Injustice at the Justice Department

By Steven Milloy

July 9, 2004

Republicans are criticizing John Kerry's choice for vice president because of John Edwards' trial lawyer background and connections. I'm hoping that maybe someone in the Bush administration will take this criticism to heart and do something about the most egregious trial lawyer operation of all time — the Bush administration's Department of Justice.

In a 2,500-page document filed last week in the U.S. District Court for the District of Columbia, the Department of Justice set out its central accusations in its $280 billion lawsuit against the tobacco industry . The lawsuit was initially filed by the Clinton-era DOJ, and the Bush administration has continued to press it.

In the section of the document titled "Summary of the Defendant's Scheme to Defraud and Disgorgement," the DOJ alleged that "the Defendants devised an extensive scheme to defraud the public of money that they have executed for nearly 50 years, and which continues to this day. Defendants have carried out this massive scheme to defraud through a variety of means, including, but not limited to, causing the public dissemination of numerous false, deceptive and misleading statements that, among other things: denied that smoking and secondhand smoke cause disease and other adverse health effects; denied that cigarettes are addictive; and denied that tobacco products were marketed to young people."

The Bush DOJ apparently believes that it is a prosecutable offense — under the made-for-mobsters Racketeer Influenced and Corrupt Organizations act (RICO), no less — for legitimate businesses to defend their products.

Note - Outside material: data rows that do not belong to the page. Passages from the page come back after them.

PR #820, opened 2019-11-17
TOC collapse by section works with accents in chapter html filename

### LINKED ISSUE #819: Chapter title containing accents does not unfold sections in ToC
Hello.

It is easy to reproduce this bug. Start with the *bookdown-demo* template. Then, create a new chapter including an accent in any of the words in the chapter title (for instance, if you write in Spanish, French, etc.). Include 2 section headers in the new chapter, for testing purposes.

```
# Título de capítulo

## Entrada uno

## Entrada dos
```
Use in `_output.yml` the following options to keep chapters folded in ToC at first load:

```
bookdown::gitbook:
  config:
    toc:
      collapse: section
      ... (rest of options)
```

Testing the ToC on the built website, when you click on the chapter entry in the ToC  the link is not hightlighted and the list of sections does not unfold. I think the link gets broken, somehow (not for rendering the chapter on the main section, but for the ToC highlighting functionality.

BTW, I have just checked that, even if the chapter title contains accents, if you add a specific link like in the example below, everything works again (list of sections unfolds, chapter name keeps highlighted, etc.):

```
# Título de capítulo con acentos {#mi-titulo}
```
It will not affect most users writing in English, but is quite annoying for users in other languages with accents (I have spent several hours with this bug, until I figured out what was going on).

Session info:

```
> xfun::session_info('rmarkdown')
R version 3.6.1 (2019-07-05)
Platform: x86_64-w64-mingw32/x64 (64-bit)
Running under: Windows 10 x64 (build 17763), RStudio 1.2.5019

Locale:
  LC_COLLATE=Spanish_Spain.1252  LC_CTYPE=Spanish_Spain.1252    LC_MONETARY=Spanish_Spain.1252
  LC_NUMERIC=C                   LC_TIME=Spanish_Spain.1252    

Package version:
  base64enc_0.1.3 digest_0.6.22   evaluate_0.14   glue_1.3.1      graphics_3.6.1 
  grDevices_3.6.1 highr_0.8       htmltools_0.4.0 jsonlite_1.6    knitr_1.26     
  magrittr_1.5    markdown_1.1    methods_3.6.1   mime_0.7        Rcpp_1.0.3     
  rlang_0.4.1     rmarkdown_1.17  stats_3.6.1     stringi_1.4.3   stringr_1.4.0  
  tinytex_0.17    tools_3.6.1     utils_3.6.1     xfun_0.11       yaml_2.2.0     

Pandoc version: 2.7.2
```
---

- [x] I have fully read the issue guide at https://yihui.name/issue/.

cderv:
This will fix #819 

When there is some special characters (like accentuated ones) in chapter titles, the default `split_by: chapter` will create several html file with the a name like the chapter title. 

Example from bookdown demo: 
* `litérature.html` in French if you put `# Litérature` in file `02-literature.Rmd`

In this case, as described in #819, there is an issue in the TOC. This is because 
https://github.com/rstudio/bookdown/blob/cc9dcecbfe510ea01eefc8d8651662b9164fb25b/inst/resources/gitbook/js/plugin-bookdown.js#L98-L99
will get you url encode filename
```js
var href = window.location.pathname;
href = href.substr(href.lastIndexOf('/') + 1);
href
> "lit%C3%A9rature.html"
```
All the JS logic afterward is broken because it will compare this href with some attributes and even use it as attributes in some Jquery selection. it should be `href = litérature.html` instead.
Example: 
* This won't select the `li` corresponding to `litérature.html`
https://github.com/rstudio/bookdown/blob/cc9dcecbfe510ea01eefc8d8651662b9164fb25b/inst/resources/gitbook/js/plugin-bookdown.js#L101
* This won't be equal to true where it should
https://github.com/rstudio/bookdown/blob/cc9dcecbfe510ea01eefc8d8651662b9164fb25b/inst/resources/gitbook/js/plugin-bookdown.js#L131

The easy solution in JS I suggest here is to consider that `window.location.pathname` should be url-decoded before processing. 

The other solution is more deeply in bookdown code: **Bookdown could consider that there should not be any special characters in filenames**. This would mean that `split_chapter` should be modified to not create `litérature.html`  but `literature.html` even in accent in the chapter title. 
However, I think this could lead to more breakage as it would require to handle filename reference without any special character different from chapter name in toc and body with accentuated character. It seems more complicated. 

This modification is not easy to test. I just played with bookdown demo and special title.

@yihui I let you look into this and see for yourself if the JS fix seems enough or there should be a better logic  used for accentuated chapter title in bookdown.

### DIFF
--- a/inst/resources/gitbook/js/plugin-bookdown.js
+++ b/inst/resources/gitbook/js/plugin-bookdown.js
@@ -28,7 +28,7 @@ gitbook.require(["gitbook", "lodash", "jQuery"], function(gitbook, _, $) {
       }
     });
 
-        // add the View button (file view on Github)
+    // add the View button (file view on Github)
     var view = config.view;
     if (view && view.link) gitbook.toolbar.createButton({
       icon: 'fa fa-eye',
@@ -97,6 +97,8 @@ gitbook.require(["gitbook", "lodash", "jQuery"], function(gitbook, _, $) {
     // highlight the current section in TOC
     var href = window.location.pathname;
     href = href.substr(href.lastIndexOf('/') + 1);
+    // accentuated characters need to be decoded (#819)
+    href = decodeURI(href);
     if (href === '') href = 'index.html';
     var li = $('a[href^="' + href + location.hash + '"]').parent('li.chapter').first();
     var summary = $('ul.summary'), chaps = summary.find('li.chapter');
--- a/inst/resources/gitbook/js/plugin-bookdown.js
+++ b/inst/resources/gitbook/js/plugin-bookdown.js
@@ -98,7 +98,7 @@ gitbook.require(["gitbook", "lodash", "jQuery"], function(gitbook, _, $) {
     var href = window.location.pathname;
     href = href.substr(href.lastIndexOf('/') + 1);
     // accentuated characters need to be decoded (#819)
-    href = decodeURI(href);
+    href = decodeURIComponent(href);
     if (href === '') href = 'index.html';
     var li = $('a[href^="' + href + location.hash + '"]').parent('li.chapter').first();
     var summary = $('ul.summary'), chaps = summary.find('li.chapter');
--- a/NEWS.md
+++ b/NEWS.md
@@ -8,6 +8,8 @@
 
 - For the `gitbook` output format, disabling the `sharing` menu or buttons works again (thanks, @lwjohnst86, #812).
 
+- For the `gitbook` output format, toc collapsed by section now works with accents in chapter titles (thanks, @glimmerphoenix, @cderv, #819) 
+
 # CHANGES IN bookdown VERSION 0.15
 
 ## BUG FIXES


inst/resources/gitbook/js/plugin-bookdown.js
```diff
@@ -97,6 +97,8 @@ gitbook.require(["gitbook", "lodash", "jQuery"], function(gitbook, _, $) {
     // highlight the current section in TOC
     var href = window.location.pathname;
     href = href.substr(href.lastIndexOf('/') + 1);
+    // accentuated characters need to be decoded (#819)
+    href = decodeURI(href);
```
yihui: I guess you should call `decodeURIComponent()` here.

cderv: I hesitated between both and it seemed special characters URI separators (; / ? : @ & = + $ , #) seems to already be handled. I tested with a title `litérature ?` and `?` was not put inside the filename, so not encoded. 

However, it also will work as expected with `decodeURIComponent` so it is ok to use it instead.

PR #693, opened 2019-04-02
Updated Jquery to 3.3.1

mterente:
As Jquery < 3.0.0 is vulnerable to XSS - see https://www.cvedetails.com/cve/CVE-2015-9251/, I'd like to suggest you to update it to the latest version, with this PR.

PR #882, opened 2020-04-30
Security patch: Updates jquery version with 3.5.0

cooknl:
I received a GitHub security alert with a suggested remediation to update jquery to 3.5.0.

This is the only place in bookdown that I could find an opportunity to do so.


cooknl:
Would you like me to add and commit?

cooknl:
I have replaced jquery.min.js v2.2.3 with v.3.5.0. All tests have passed.

I have done a global search in the repo for the string "jquery"

Two questions:

1. In /bookdown/inst/resources/gitbook/js/app.js there is a comment that mentions "jQuery JavaScript Library v2.1.4". Does this comment need to mention the version number? Especially since it mentions v2.1.4 and the current version is v2.2.3? (notably app.min.js doesn't have any comments and does not appear to have any particular version dependency)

Let's take the issue of secondhand smoke, for example, and see who else may have run afoul of the Bush DOJ's dim view of those who have denied that secondhand smoke is a health threat.

First, there's Judge William Osteen of the U.S. District Court for the Middle District of North Carolina who vacated — that is, vaporized — the Environmental Protection agency's 1993 conclusion that secondhand smoke causes 3,000 lung cancer deaths per year.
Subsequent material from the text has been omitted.